**Data records**
/---

PR #4474, opened 2019-01-28
Remove GCC 4 from containers 

samuel-rubin:
Removing GCC 4 because it is no longer being used to compile java
Installing GCC-7 where it is not already being installed
Adding libstdc++.so* to ldconfig when using precompiled gcc-7

[skip ci]

### DIFF
--- a/buildenv/jenkins/docker-slaves/ppc64le/centos7/Dockerfile
+++ b/buildenv/jenkins/docker-slaves/ppc64le/centos7/Dockerfile
@@ -50,8 +50,6 @@ RUN yum -y update \
     fontconfig \
     fontconfig-devel \
     freetype-devel \
-    gcc-4.8.5 \
-    gcc-c++-4.8.5 \
     gettext \
     glibc \
     glibc-common \
@@ -106,16 +104,14 @@ RUN wget -O - http://cpanmin.us | perl - --self-upgrade \
   && cpanm Text::CSV \
   && cpanm JSON
 
-# Setup links to GCC-4.8.5
-RUN rm /usr/bin/c++ /usr/bin/cc \
-  && ln -s g++ /usr/bin/c++ \
-  && ln -s gcc /usr/bin/cc
-
 # Install GCC-7.3.1
 RUN cd /usr/local \
   && wget -O gcc-7.tar.xz "https://ci.adoptopenjdk.net/userContent/gcc/gcc730+ccache.ppc64le.tar.xz" \
   && tar -xJf gcc-7.tar.xz --strip-components=1 \
-  && rm -rf gcc-7.tar.xz
+  && rm -rf gcc-7.tar.xz \
+  && ln -s /usr/local/bin/gcc-7.3 /usr/bin/cc \
+  && ln -s /usr/local/bin/gcc-7.3 /usr/bin/gcc \
+  && ln -s /usr/local/bin/g++-7.3 /usr/bin/g++ 
 
 # Edit ldconfig to connect this library
 RUN echo "/usr/local/lib64" >> /etc/ld.so.conf.d/local.conf \
--- a/buildenv/jenkins/docker-slaves/ppc64le/ubuntu16/Dockerfile
+++ b/buildenv/jenkins/docker-slaves/ppc64le/ubuntu16/Dockerfile
@@ -48,8 +48,8 @@ RUN apt-get update \
     autoconf \
     build-essential \
     curl \
-    g++-4.8 \
-    gcc-4.8 \
+    g++-7 \
+    gcc-7 \
     gdb \
     git \
     make \
--- a/buildenv/jenkins/docker-slaves/s390x/ubuntu16/Dockerfile
+++ b/buildenv/jenkins/docker-slaves/s390x/ubuntu16/Dockerfile
@@ -48,8 +48,6 @@ RUN apt-get update \
     cpio \
     curl \
     file \
-    g++-4.8 \
-    gcc-4.8 \
     gdb \
     git \
     git-core \
@@ -81,8 +79,10 @@ RUN apt-get update \
     zip \
   && rm -rf /var/lib/apt/lists/*
 
-# Install Docker module to run test framework
-RUN echo yes | cpan install JSON Text::CSV
+# Dependency required by test framework
+RUN wget -O - http://cpanmin.us | perl - --self-upgrade \
+  && cpanm Text::CSV \
+  && cpanm JSON
 
 # Install GCC-7.4
 RUN cd /usr/local \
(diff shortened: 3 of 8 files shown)


samuel-rubin:
@AdamBrousseau for review

samuel-rubin:
jenkins build docker ppc64le centos7

samuel-rubin:
I forgot to link GCC-7 on the centos containers

samuel-rubin:
I recreated the links for GCC in the centos containers

samuel-rubin:
jenkins build docker ppc64le centos7

buildenv/jenkins/docker-slaves/x86/centos6.9/Dockerfile
```diff
@@ -111,24 +111,15 @@ RUN wget -O - http://cpanmin.us | perl - --self-upgrade \
...
+# Install GCC-7.3
+RUN yum -y update \
   && yum -y install centos-release-scl \
   && yum -y install devtoolset-7-gcc devtoolset-7-binutils \
   && yum -y install devtoolset-7-gcc-c++ devtoolset-2-gcc-gfortran \
-  && yum clean all
+  && yum clean all \
+  && ln -s /opt/rh/devtoolset-7/root/usr/bin/gcc /usr/bin/cc \
+  && ln -s /opt/rh/devtoolset-7/root/usr/bin/gcc /usr/bin/gcc \
+  && ln -s /opt/rh/devtoolset-7/root/usr/bin/g++ /usr/bin/g++
```
AdamBrousseau: Is it necessary to symlink default gcc? I.e. does something need a default gcc?

buildenv/jenkins/docker-slaves/ppc64le/centos7/Dockerfile
```diff
@@ -106,16 +104,14 @@ RUN wget -O - http://cpanmin.us | perl - --self-upgrade \
...
-
 # Install GCC-7.3.1
 RUN cd /usr/local \
   && wget -O gcc-7.tar.xz "https://ci.adoptopenjdk.net/userContent/gcc/gcc730+ccache.ppc64le.tar.xz" \
   && tar -xJf gcc-7.tar.xz --strip-components=1 \
-  && rm -rf gcc-7.tar.xz
+  && rm -rf gcc-7.tar.xz \
+  && ln -s /usr/local/bin/gcc-7.3 /usr/bin/cc \
+  && ln -s /usr/local/bin/gcc-7.3 /usr/bin/gcc \
+  && ln -s /usr/local/bin/g++-7.3 /usr/bin/g++
```
AdamBrousseau: Is it necessary to symlink default gcc? I.e. does something need a default gcc?

buildenv/jenkins/docker-slaves/x86/centos6.9/Dockerfile
samuel-rubin: git requires cc and Protobuf requires gcc.

buildenv/jenkins/docker-slaves/ppc64le/centos7/Dockerfile
samuel-rubin: I need to a link to cc to install git, but I don't need the rest of the symlinks

buildenv/jenkins/docker-slaves/x86/centos6.9/Dockerfile
AdamBrousseau: ok good enough. I doubt compiler versions matter too much for those dependencies. Unless they fail outright.

AdamBrousseau:
jenkins build docker ppc64le ubuntu16

AdamBrousseau:
Related #4305

AdamBrousseau:
Talked to Shelley. I think ideally we should keep the same gcc version as the vm compiles (currently 7.3/7.4). Since we already "know" how to build a container with it.

samuel-rubin:
On Ubuntu18, the default gcc is 7.3. and for Ubuntu16 on ppc64le and x86, can I just use the ubuntu-toolchain and that will currently use gcc-7 (7.4). Are these good enough?

AdamBrousseau:
I think we need to stick to the same solution as #4568 . We need to freeze the gcc versions. Just because the default version is the one we want today, doesn't mean it will be tomorrow.
(cc @jdekonin since we were discussing gcc yesterday)

buildenv/jenkins/docker-slaves/ppc64le/centos7/Dockerfile
jdekonin: you could just use a `cc=/usr/local/bin/gcc-7.3` before the git compilation, but I guess this works too

buildenv/jenkins/docker-slaves/x86/centos6.9/Dockerfile
jdekonin: I'm not surprised this didn't cause a problem.  Running gcc out of the devtoolset requires running a script to setup the environment and libpaths for newer libraries.  If this generates a docker container that compiles openj9, I guess we leave it be though.

samuel-rubin:
I have updated the docker containers such that the test containers install gcc from Adopt

buildenv/jenkins/docker-slaves/ppc64le/ubuntu16/Dockerfile
```diff
@@ -40,36 +40,41 @@ RUN apt-get update \
...
     wget \
     xvfb \
+    xz-utils \
   && rm -rf /var/lib/apt/lists/*
 
-# Install Docker module to run test framework
-RUN echo yes | cpan install JSON Text::CSV
+# Install GCC-7.3
+RUN cd /usr/local \
+  && wget -O gcc-7.tar.xz "https://ci.adoptopenjdk.net/userContent/gcc/gcc730+ccache.ppc64le.tar.xz" \
```
jdekonin: Using these pre-compiled you will need to also add libstdc++.so* to either the LD_LIBRARY_PATH or set it up with ldconfig.  Same applies to other instance below.

samuel-rubin: I added the libstdc++.so* from the precompiled binaries to ldconfig

samuel-rubin:
@AdamBrousseau

buildenv/jenkins/docker-slaves/s390x/ubuntu16/Dockerfile
```diff
@@ -48,9 +48,6 @@ RUN apt-get update \
     cpio \
     curl \
     file \
-    g++-4.8 \
-    gcc-4.8 \
-    gdb \
```
AdamBrousseau: removing gdb intentionally? Why is it not needed?

samuel-rubin: It was not intentional. I'll go and test out the container to see if it is actually needed.

samuel-rubin:
jenkins build docker s390x ubuntu16

buildenv/jenkins/docker-slaves/s390x/ubuntu16/Dockerfile
pshipton: This comment is still pending resolution.

AdamBrousseau: We tried to test this but were blocked by not having xml parser module in the container. @jdekonin  recalls gdb being added by Colton for testing purposes in order to generate cores and we didn't think it was needed anymore. We could leave it in for now until the parser is added and we can test it properly. Thoughts?

pshipton: If you want to remove it, it can always be quickly added back if a problem is found. Although, according to that explanation we could miss getting a core file for a failure if it is needed. Leaving it in is less likely to break anything.

samuel-rubin: I added gdb back in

\---

**GOAL OF THE EXERCISE**
Beginning at the opening line of the data, transcribe each line exactly until you reach the line with "--- a/buildenv/jenkins/docker-slaves/ppc64le/centos7/Dockerfile", which you also include, and go no further.

**SOLUTION**
PR #4474, opened 2019-01-28
Remove GCC 4 from containers 

samuel-rubin:
Removing GCC 4 because it is no longer being used to compile java
Installing GCC-7 where it is not already being installed
Adding libstdc++.so* to ldconfig when using precompiled gcc-7

[skip ci]

### DIFF
--- a/buildenv/jenkins/docker-slaves/ppc64le/centos7/Dockerfile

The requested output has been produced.